We have 9 nodes Ceph cluster. Ceph version is 15.2.5. The cluster has 175 OSD (HDD) + 3 NVMe for cache tier for "cephfs_data" pool. CephFS pools info:
POOL ID STORED OBJECTS USED %USED MAX AVAIL
cephfs_data 1 350 TiB 179.53M 350 TiB 66.93 87 TiB
cephfs_metadata 3 3.1 TiB 17.69M 3.1 TiB 1.77 87 TiB
We use multiple active MDS instances: 3 "active" and 3 "standby". Each MDS server has 128GB RAM, "mds cache memory limit" = 64GB.
Failover to a standby MDS instance takes 10-15 hours! CephFS is unreachable for the clients all this time. The MDS instance just stays in "up:replay" state for all this time.

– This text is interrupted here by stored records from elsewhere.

PR #688, opened 2024-03-29
Add row_name option in case histograms is nested under a row

KoalaQin:
In exomes or genomes release HT, `histograms` is a row, but in the joint releast HT, it's under the row of `exomes`, `genomes`, or `joint`. This change make it possible to access the histograms in both cases.

### DIFF
--- a/gnomad/utils/vcf.py
+++ b/gnomad/utils/vcf.py
@@ -1158,6 +1158,7 @@ def make_vcf_filter_dict(
 def make_hist_bin_edges_expr(
     ht: hl.Table,
     hists: List[str] = HISTS,
+    row_name: str = "",
     prefix: str = "",
     label_delimiter: str = "_",
     include_age_hists: bool = True,
@@ -1167,24 +1168,32 @@ def make_hist_bin_edges_expr(
 
     :param ht: Table containing histogram variant annotations.
     :param hists: List of variant histogram annotations. Default is HISTS.
+    :param row_name: Name of row annotation containing histogram data. In exomes or
+        genomes release HT, `histograms` is a row, but in the joint releast HT, it's
+        under the row of `exomes`, `genomes`, or `joint`.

It looks like MDS demon checking all of the folders during this step. We have millions folders with millions of small files. When the folders/subfolders scan is done, CephFS is active again. I believe 10 hours downtime during MDS failover is unexpected behaviour. Is there any way to force MDS to change status to active and run all of the required directory checks in the background? How can I localise the root cause?
P.S.: we tried standby-replay and it helps but doesn't eliminate the root cause.
The mds_log_max_segments = 100000 is the root cause. The value should be smaller than 1000.